• Problem statement: Each record below needs to be retyped exactly.

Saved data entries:
PR #9655, opened 2025-02-20
sdk/java: use cache to store maven dependencies

eunomie:
Before the built dependencies were copied, replace it by a cache and re-use the same container. This improve the performances when creating multiple modules for instance.


jpadams:
This makes sense to me from userland, but don't understand the implications for an SDK enough to approve. Added folks who can.

PR #9656, opened 2025-02-20
feat: introduce Anthropic support to `llm` type

grouville:
This PR introduces the anthropic support to the `llm` feature of Dagger.

It is based on @samalba's https://github.com/shykes/dagger/pull/297.

The implementation introduces a `SendQuery` interface that every provider needs to implement, as anthropic is not openai client retrocompatible.

This sets the foundation to a more granular, per provider implementation. 

The Anthropic implementation streams the output the same way the openAI client does, with the same span collection, for a stream as it goes output parsing

cc @kpenfound @vito feel free to try it out, and _ensure that I didn't break anything_

The tool calling capabilities of the model is not as smooth as the openAI one. I am digging that, but, the plumbing is there.


kpenfound (approved):
Tested and OpenAI/Ollama still works

PR #9657, opened 2025-02-20
[Typescript SDK] Fix type declaration path in package.json

jholm117:
I was having trouble loading the type declaration file in my project. I noticed that the "types" path in the package.json didn't match the actual location of the declaration file. I tried updating it with a `yarn patch` operation in my project and the issue was gone!

### DIFF
--- a/sdk/typescript/package.json
+++ b/sdk/typescript/package.json
@@ -3,7 +3,7 @@
   "version": "0.0.0",
   "author": "hello@dagger.io",
   "license": "Apache-2.0",
-  "types": "./dist/index.d.ts",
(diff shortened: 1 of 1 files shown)


TomChv (approved):
Good catch! I tried to build locally and I confirm that it's out in `src` base dir

```shell
head -n 5  dist/src/index.d.ts
export { gql } from "graphql-tag";
export { GraphQLClient } from "graphql-request";
export * from "./api/client.gen.js";
export * from "./common/errors/index.js";
export type { CallbackFct } from "./connect.js";
```

TomChv:
I'm trying to make the CI green and then I'll merge this PR

PR #9658, opened 2025-02-20
fix panic when dagger call/functions called in dir with no modules

sipsma:
Calling `dagger functions` or `dagger call` was panicking rather than erroring cleanly due to an oversight in `initializeModule`. Now it errors nicely.


helderco (approved):
LGTM 👍

PR #9659, opened 2025-02-21
fix load of full dir when no dagger.json 

sipsma:
There was some leftover logic that resulted in the full source root dir
being loaded when no dagger.json was found, which in the case of
`dagger` commands being run in a dir w/ no module present could result
in lots of files being loaded.

This just removes that logic. This is most important for the shell,
which is totally valid to use outside a module dir, but also allows the
CLI to error out faster for `call`, `functions`, etc.


jedevc (approved):
:tada: yup can confirm this fixes my original issue!

helderco (approved):
lgtm 👍

PR #9664, opened 2025-02-21
ci: fix goreleaser prereleases (again)

jedevc:
The Version correctly shouldn't have a `v` (according to goreleaser docs).

However, the `v` is present in the name template for the archive - so we need to make sure it's there.


gerhard (approved):
LGTM!

PR #9676, opened 2025-02-21
sdk/java: read description from annotation first

eunomie:
In case `@Module`, `@Object` or `@Function` annotation defines a `description` field, uses it instead of the JavaDoc comment.

> [!NOTE]
> to be merged after #9523 

Only the last commit is relevant, the rest is #9523


eunomie:
Integrated back in #9523

PR #9678, opened 2025-02-21
[Typescript SDK] Add @opentelemetry/core to package dependencies

jholm117:
This package was not declared in the `package.json` so I was seeing a corresponding runtime error. The package was already available via transitive dependencies so in less strict environments it probably hasn't been an issue.

The package is directly imported here: https://github.com/dagger/dagger/blob/main/sdk/typescript/src/telemetry/init.ts#L1


jholm117:
Hey @TomChv any chance I could get a review? Looks like you've been tagged

PR #10839, opened 2025-08-04
chore: update releasing instructions to call out external contributors

jedevc:
This is just a nice thing to do :tada:

We work out which contributors are external by looking at whether they're in a specific github team - any members of the `maintainers` tag or `sdk-` tag are treated as external.


helm/dagger/.changie.yaml
```diff
@@ -33,6 +33,34 @@ kinds:
...
+    {{- range $author := $authorList }}
+      {{- if not (has $author $maintainers) }}
+        {{- $contributorSet = set $contributorSet $author true }}
+      {{- end }}
+    {{- end }}
+  {{- end }}
+  {{- if $contributorSet -}}
+  ### Contributors
+  Special thanks to our external contributors this release!
+  {{- $contributors := list }}
```
marcosnils: nit: keys $contributorSet  | sortAlpha ?

marcosnils: thinking it twice, why is `contributorSet` a dict in the first place? IIUC a list should be good here?

jedevc: We need to remove all of the duplicates :eyes:

marcosnils: woot! 🙌. Gotcha, my initial nit comment is still relevant, isn't it?

jedevc: Yeah, I updated to take your suggestion :tada:

Issue #10841, opened 2025-08-04
Shell mode cannot pass Service objects to functions expecting ServiceID


grouville:
# Shell Mode Service Object Handling Issue

## Problem Statement

The Dagger shell mode cannot pass Service objects to functions that accept `ServiceID` parameters, specifically affecting `git --experimental-service-host` and `http --experimental-service-host`.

• Solution:
PR #9655, opened 2025-02-20
sdk/java: use cache to store maven dependencies

eunomie:
Before the built dependencies were copied, replace it by a cache and re-use the same container. This improve the performances when creating multiple modules for instance.


jpadams:
This makes sense to me from userland, but don't understand the implications for an SDK enough to approve. Added folks who can.

PR #9656, opened 2025-02-20
feat: introduce Anthropic support to `llm` type

grouville:
This PR introduces the anthropic support to the `llm` feature of Dagger.

It is based on @samalba's https://github.com/shykes/dagger/pull/297.

The implementation introduces a `SendQuery` interface that every provider needs to implement, as anthropic is not openai client retrocompatible.

This sets the foundation to a more granular, per provider implementation. 

The Anthropic implementation streams the output the same way the openAI client does, with the same span collection, for a stream as it goes output parsing

cc @kpenfound @vito feel free to try it out, and _ensure that I didn't break anything_

The tool calling capabilities of the model is not as smooth as the openAI one. I am digging that, but, the plumbing is there.


kpenfound (approved):
Tested and OpenAI/Ollama still works

PR #9657, opened 2025-02-20
[Typescript SDK] Fix type declaration path in package.json

jholm117:
I was having trouble loading the type declaration file in my project. I noticed that the "types" path in the package.json didn't match the actual location of the declaration file. I tried updating it with a `yarn patch` operation in my project and the issue was gone!

### DIFF
--- a/sdk/typescript/package.json
+++ b/sdk/typescript/package.json
@@ -3,7 +3,7 @@
   "version": "0.0.0",
   "author": "hello@dagger.io",
   "license": "Apache-2.0",
-  "types": "./dist/index.d.ts",
(diff shortened: 1 of 1 files shown)


TomChv (approved):
Good catch! I tried to build locally and I confirm that it's out in `src` base dir

```shell
head -n 5  dist/src/index.d.ts
export { gql } from "graphql-tag";
export { GraphQLClient } from "graphql-request";
export * from "./api/client.gen.js";
export * from "./common/errors/index.js";
export type { CallbackFct } from "./connect.js";
```

TomChv:
I'm trying to make the CI green and then I'll merge this PR

PR #9658, opened 2025-02-20
fix panic when dagger call/functions called in dir with no modules

sipsma:
Calling `dagger functions` or `dagger call` was panicking rather than erroring cleanly due to an oversight in `initializeModule`. Now it errors nicely.


helderco (approved):
LGTM 👍

PR #9659, opened 2025-02-21
fix load of full dir when no dagger.json 

sipsma:
There was some leftover logic that resulted in the full source root dir
being loaded when no dagger.json was found, which in the case of
`dagger` commands being run in a dir w/ no module present could result
in lots of files being loaded.

This just removes that logic. This is most important for the shell,
which is totally valid to use outside a module dir, but also allows the
CLI to error out faster for `call`, `functions`, etc.


jedevc (approved):
:tada: yup can confirm this fixes my original issue!

helderco (approved):
lgtm 👍

PR #9664, opened 2025-02-21
ci: fix goreleaser prereleases (again)

jedevc:
The Version correctly shouldn't have a `v` (according to goreleaser docs).

However, the `v` is present in the name template for the archive - so we need to make sure it's there.


gerhard (approved):
LGTM!

PR #9676, opened 2025-02-21
sdk/java: read description from annotation first

eunomie:
In case `@Module`, `@Object` or `@Function` annotation defines a `description` field, uses it instead of the JavaDoc comment.

> [!NOTE]
> to be merged after #9523 

Only the last commit is relevant, the rest is #9523


eunomie:
Integrated back in #9523

PR #9678, opened 2025-02-21
[Typescript SDK] Add @opentelemetry/core to package dependencies

jholm117:
This package was not declared in the `package.json` so I was seeing a corresponding runtime error. The package was already available via transitive dependencies so in less strict environments it probably hasn't been an issue.

The package is directly imported here: https://github.com/dagger/dagger/blob/main/sdk/typescript/src/telemetry/init.ts#L1


jholm117:
Hey @TomChv any chance I could get a review? Looks like you've been tagged

PR #10839, opened 2025-08-04
chore: update releasing instructions to call out external contributors

jedevc:
This is just a nice thing to do :tada:

We work out which contributors are external by looking at whether they're in a specific github team - any members of the `maintainers` tag or `sdk-` tag are treated as external.


helm/dagger/.changie.yaml
```diff
@@ -33,6 +33,34 @@ kinds:
...
+    {{- range $author := $authorList }}
+      {{- if not (has $author $maintainers) }}
+        {{- $contributorSet = set $contributorSet $author true }}
+      {{- end }}
+    {{- end }}
+  {{- end }}
+  {{- if $contributorSet -}}
+  ### Contributors
+  Special thanks to our external contributors this release!
+  {{- $contributors := list }}
```
marcosnils: nit: keys $contributorSet  | sortAlpha ?

marcosnils: thinking it twice, why is `contributorSet` a dict in the first place? IIUC a list should be good here?

jedevc: We need to remove all of the duplicates :eyes:

marcosnils: woot! 🙌. Gotcha, my initial nit comment is still relevant, isn't it?

jedevc: Yeah, I updated to take your suggestion :tada:

Issue #10841, opened 2025-08-04
Shell mode cannot pass Service objects to functions expecting ServiceID


grouville:
# Shell Mode Service Object Handling Issue

## Problem Statement

The Dagger shell mode cannot pass Service objects to functions that accept `ServiceID` parameters, specifically affecting `git --experimental-service-host` and `http --experimental-service-host`.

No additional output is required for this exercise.